— TASK DESCRIPTION —
What lines in the data hold the string "download"? Show them.

— SUPPLIED RECORDS —
Issue #94743, opened 2023-01-26
[Package Issue]: OpenRCT2.OpenRCT2 wrong version advertisement leads to update loop


markusdd:
### Please confirm these before moving forward

- [X] I have searched for my issue and not found a work-in-progress/duplicate/resolved issue.
- [X] I have not been informed if the issue is resolved in a preview version of the winget client.

### Category of the issue

Installation issue.

### Brief description of your issue

update loop caused by wrong version (0.4.3 is advertised here, but in reality 0.4.3 is followed by a hash and branch name)

### Steps to reproduce

install OpenRCT2, then run an update via winget

### Actual behavior

update is offered again and again

### Expected behavior

update happens and is not offered again

### Environment

```shell
> winget --info
Windows-Paket-Manager v1.4.10173
Copyright (c) Microsoft Corporation. Alle Rechte vorbehalten.

Windows: Windows.Desktop v10.0.22621.1105
Systemarchitektur: X64
Paket: Microsoft.DesktopAppInstaller v1.19.10173.0
```

### Screenshots and Logs

Here is the relted ticket at OpenRCT2, which rightfully redirected here:
https://github.com/OpenRCT2/OpenRCT2/issues/19072

denelon:
What does the output from `winget list` show for the installed version and the available version?

mdanish-kh:
```pwsh
~ winget list openrct2
Name                         Id                Version             Available Source
-----------------------------------------------------------------------------------
OpenRCT2 0.4.3master-285e0fc OpenRCT2.OpenRCT2 0.4.3master-285e0fc 0.4.3     winget
```
DisplayVersion is different from marketing version. I noticed something while going through the older manifests here [manifests/o/OpenRCT2](https://github.com/microsoft/winget-pkgs/tree/master/manifests/o/OpenRCT2/OpenRCT2). Some releases use the same DisplayVersion as Marketing versions while others use `MarketingVersion<branch_name><commit_hash>` as DisplayVersion. This behavior can be fixed by either changing the PackageVersion of the recent release to `0.4.3master-285e0fc` or use AppsAndFeaturesEntries.

I'm more tempted towards the latter to have all versions use the Marketing version but that would also require going through the previous releases and adding AppsAndFeaturesEntries to every manifest to avoid an upgrade loop again 😅 I'll open PRs to fix this behavior

markusdd:
exactlym thanks for providing this here.

[...]

PR #109585, opened 2023-06-12
​

ItzLevvie:
​

### DIFF
--- a/manifests/v/VideoLAN/VLC/3.0.18/VideoLAN.VLC.installer.yaml
+++ b/manifests/v/VideoLAN/VLC/3.0.18/VideoLAN.VLC.installer.yaml
@@ -53,21 +53,39 @@ ReleaseDate: 2022-11-08
 Installers:
 - Architecture: x64
   InstallerType: wix
-  InstallerUrl: https://download.videolan.org/pub/videolan/vlc/3.0.18/win64/vlc-3.0.18-win64.msi
+  InstallerUrl: https://download.videolan.org/videolan/vlc/3.0.18/win64/vlc-3.0.18-win64.msi
   InstallerSha256: A618D66B2F753343402200AD17D92EB6D4AB10DB0DD1A098402E2968AA3114C4
   ProductCode: '{B022B1C5-D067-42CB-98E2-D965E4D74CFE}'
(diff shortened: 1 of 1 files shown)


mdanish-kh:
Yep, I'm confident this will resolve it because of https://github.com/microsoft/winget-pkgs/issues/88726#issuecomment-1398993435

mdanish-kh (approved):

mdanish-kh (approved):

mdanish-kh:
@ItzLevvie On second thoughts, this may not be the fix; I re-call if one manifest contains `DisplayVersion`, then all manifests (including past ones) should contain this key in order to resolve the issue.

The solution may just well be to get rid of `3.0.17.4` since no other manifest requires DisplayVersion.
Ref: https://github.com/microsoft/winget-pkgs/issues/88726#issuecomment-1398993435
https://github.com/microsoft/winget-pkgs/issues/94743#issuecomment-1406868090

mdanish-kh:
@kriswilk I actually wrote that before, but the problem is that the current 3.0.18 does require `DisplayVersion` because the version is different between the MSI (`3.0.18.0`) and the EXE (`3.0.18`) installers. We use DisplayVersion key where we want to differentiate between a marketing version and a version that is used in Apps&Features / Registry. Since we cant have the same PackageVersion for both MSIs and EXEs as they write different versions to registry, we need to use `DisplayVersion` here for the MSIs

kriswilk:
> This discrepancy was introduced in 3.0.17.4 and we may just need to remove all manifests prior to that version for the latest ones to work correctly.

OK, now I understand the issue. Thanks for the clarification!

kriswilk:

— REPLY TO THE TASK —
-  InstallerUrl: https://download.videolan.org/pub/videolan/vlc/3.0.18/win64/vlc-3.0.18-win64.msi
+  InstallerUrl: https://download.videolan.org/videolan/vlc/3.0.18/win64/vlc-3.0.18-win64.msi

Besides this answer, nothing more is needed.